Donna (Jamaica) gave an example of cooperation between development agencies and the recipient community in project planning. Funds were made available through the USAID and the Population Council to promote income generating projects for women as part of the Urban Development Corporation's plans for reorganising West Kingston. She was given the task of finding out the views of local market women so as to forestall the building of markets that would not be used by the women.

Susan (Zimbabwe) said that in her country there was cooperation between the government, the NGOs and the village people in the planning of projects.

What type of project?

There was considerable discussion of the merits of income generating projects. Nancy (Mali) said that in her experience all income generating projects have problems in becoming self-sufficient. Magaly (Dominican Republic) expressed the further concern that the major problem is that women do not get a just financial return for their work and often do not earn enough to be independent. The emphasis should be more towards increasing the money women get for their work and ensuring that they themselves are able to decide how to spend the money they earn. However, she did mention the advantage of income generating projects in bringing women together and hence helping raise their consciousness.

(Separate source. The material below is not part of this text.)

PR #3803, opened 2023-09-03
Update bamcmp

SPPearce:
Bamcmp module currently doesn't allow specification of the filenames for the two bam files it generates, nor does it check if there is a collision in these.


modules/nf-core/bamcmp/main.nf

The group generally felt that there was an over emphasis on income generating projects and a lack of resources for projects enabling women to analyse their situation and devise cooperative ways of bringing about change.

Indeed Sundari (India) questioned the use of the terms "project" and "identification". It is more important for women to mobilise for participation in planning processes than merely to identify projects.

Magaly (Dominican Republic) stressed that traditional ideological beliefs affect the way in which women view themselves and hence the kinds of choices they make about projects. This results in a tendency to choose craft projects such as sewing, making beads etc. She cited an example of a project where forest was cleared to set up coffee plantations. Despite the fact that women picked the coffee no women were given land rights and they organised no pressure to insist on this.

Strategies

  1. The most urgent priority is to influence government policies through building structures that carry messages effectively from the base upwards. In relation to this a useful tool would be a practical guide to effective lobbying.
  2. Donors should be encouraged to support research into the role of women and the problems identified by them. There should be greater emphasis on pre-project research.
  3. Methods should be devised to influence the attitudes of development organisations towards women and to make women an area of greater priority.
  4. There should be increased North-South cooperation in order to influence bilateral aid from both the donor and recipient ends.
  5. There should be increased resources for the training of women to manage their own projects, including training in administering funds, budgeting, crisis management, etc.